Anonymity of online users may offer the advantage of liberating users to be more truthful in sharing their experiences, though it simultaneously presents a new challenge to scientific principles that traditionally require for validity the use of known and verifiable samples. Terms of Use statements on health websites clearly state that authenticity and accuracy of consumer-reported information is the sole responsibility of individual users. Consumer treatment experiences on such sites could plausibly reflect any number of true or false claims (authenticity) from persons with or without vested interests (credibility), including such stakeholders as pharmaceutical industry representatives. Implications following from anonymity have not hindered researchers from utilizing consumer-reported treatment experiences as data. This experiential information may soon also factor into drug safety surveillance and regulatory decision-making processes.

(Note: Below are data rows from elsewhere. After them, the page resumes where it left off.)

PR #457, opened 2024-12-03
[16.0][FIX] account_fiscal_position_type: use company from move

hbrunn:
otherwise you have to switch company for editing fiscal positions of moves from another company than the active one


dreispt (approved):
Looks good. I wonder if there are other places in the code where this fix might be needed.

dreispt:
For a more complete fix see #497

rvalyi (dismissed):

dreispt:
@rvalyi I'm actually wrong, I mixed up PRs, sorry!

PR #458, opened 2024-12-04
[17.0][MIG] account_avatax_oca_log: Migration to 17.0

kobros-tech:
@dnplkndll


wlin-kencove:
Runboat does not seem to be working so I am testing locally. 

I believe I had setup the configuration correclty:

image

wlin-kencove:
image


I am able to calculate sales tax and  get a rate but I do not see the avatax log tab nor do I see anything in the avatax logs:

image

wlin-kencove:
@kobros-tech  am I missing any configs or perhaps a bug?

kobros-tech:
> @kobros-tech am I missing any configs or perhaps a bug?

run bot was sick today, but I will review the migration as we focused on 18.0 and did many updates there .

kobros-tech:
> @kobros-tech am I missing any configs or perhaps a bug?

I reviewed the module and I am certain if you install account_avataxt_website_sale along with setting the log field true, the log will be created once you save the SO in the log tap there.

Screenshot from 2025-04-08 09-16-21

Screenshot from 2025-04-08 09-33-08

dnplkndll:
@kobros-tech should demo mode on a module enable the only feature of the module without manual config? or is that not the convention?

dnplkndll:
> @kobros-tech should demo mode on a module enable the only feature of the module without manual config? or is that not the convention?

along those lines. is there a convention on the documentation/usage to always call out the config to enable? I think that would be a useful thing to add to all the modules / migrations we complete.

kobros-tech:
if specified yes, but I don't see this feature here.

I think it is limited with the front end functions.

PR #462, opened 2024-12-06
[FIX] account_avatax_oca: only override exemption if provided in Odoo

dreispt:
If no exemption info is provided in Odoo, the API call sends None.
This causes and override on exemption information that might exist in
the Avatax side.


kobros-tech (approved):
we can add a test case for it in the next commit

kobros-tech:
@dreispt 

If you don't mind can I open this PR again so that it gets merged, I know you are too much busy and I like to help?

PR #467, opened 2025-01-07
[18.0][MIG] : account_avatax_website_sale Migration to 18.0

kobros-tech:
@dreispt 

This PR is dependent on #468 PR and before getting merged we need a clue to remove test-requirements dependency on the 'account_avatax_sale_oca' PR for migration to 18.0.

In fact I recommend having #468 get merged first, then we remove test dependency, and finally this PR gets merged.

To set avatax taxes in sale and website sale too:

https://github.com/OCA/account-fiscal-rule/pull/467#issuecomment-2637169842


kobros-tech:
@dnplkndll

wlin-kencove:
Configured and tested. 

I was able to get taxes on orders entered in the backend but was not able to get tax for the same product on the website on checkout.

kobros-tech:
> Configured and tested.
> 
> I was able to get taxes on orders entered in the backend but was not able to get tax for the same product on the website on checkout.

let me see

wlin-kencove:
image


Above you can see the tax calculates on the backend with order entry. 


When I  go to the website and add the item to cart to checkout, tax is not calculated.  I have added the shipping address at this pont as well. 

image

wlin-kencove:
Found the issue, required the calculate customer code option turned on for web customers (since they wouldn't have that set yet).

image

Might be worth putting a pending status on this first checkout page to help customers avoid confusion.  
Maybe need a similar 'Pending' status here instead of 0.00. We do need delivery method first before we can determine tax (origin vs destination taxablity)
image


Tax only becomes visible on the payment entry screen:
image

wlin-kencove (approved):
Figured out a configuration required for customer for web customers to auto generate customer code and auto validate address. 

Seems good otherwise. 

The only suggestion would be to perhaps display a 'Pending' state for the tax field until taxes can be calculated (after address entry and shipping terms selection).

kobros-tech:
I agree with you
so for other reviewers I recommend having these settings before committing their review in website sales.

1. Tax Calculation
Screenshot from 2025-02-05 18-06-49

2. Address Validation
Screenshot from 2025-02-05 18-07-04

3. Product Tax Codes
Screenshot from 2025-02-05 18-07-51

4. Product Avatax Code 
Screenshot from 2025-02-05 18-08-14

ChuwenSun (approved):
Tax calculation is responding correctly after the address is entered.

dnplkndll:
@dreispt please review and merge if possible. thanks

dreispt (approved):

PR #472, opened 2025-01-14
[17.0][MIG] account_avatax_exemption

dnplkndll:


kobros-tech:
@dnplkndll 
because this module has dependency we see error in dependency, and I am migrating the dependency module.

I guess if there are tests, they should be applied in the account_avatax_exemption_base module.

migration PR for its base is: #477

This presentation discusses results from multiple strategies used to investigate the current state of knowledge about and methods for ensuring the authenticity and credibility of online consumer-reported treatment experiences. A systematic search of the literature on web credibility/authenticity/validity/anonymity was conducted using PsycInfo, PubMed, ScienceDirect, EBSCO, and CINAHL databases. An open-ended survey was emailed to 15 professional and consumer health website officials inquiring about their experience with and efforts to control authenticity and credibility of user contributions. Finally, 960 randomly selected consumer reviews of an antidepressant and antipsychotic medication from 4 health websites were inductively coded for consumer-reported drug effects. To assess for evidence of bias, a chi-square test was performed to compare the balance of positive and negative drug effects according to time period of the post and anonymity of the poster.

Results reveal that, while numerous studies describe how end-users assess credibility of health websites, few studies directly analyze authenticity or credibility of consumer-reported information. However, research on user-contributed information in non-health related fields offer insights into the possible scope and impact of this issue. Survey respondents (n=9) were unable to estimate the prevalence of consumer-reported data that are not authentic or credible, but speculated that the problem may exist. No respondents identified a systematic method for checking or ensuring authenticity or credibility of consumer-reported data. Finally, few statistically significant differences were found across the 960 consumer medications reviews, indicating no consistent pattern of bias. The literature review and surveyed website officials, however, suggest that continued vigilance and additional research is necessary. This presentation will end with suggestions for future research to help establish the validity of anonymous consumer-reported Internet data.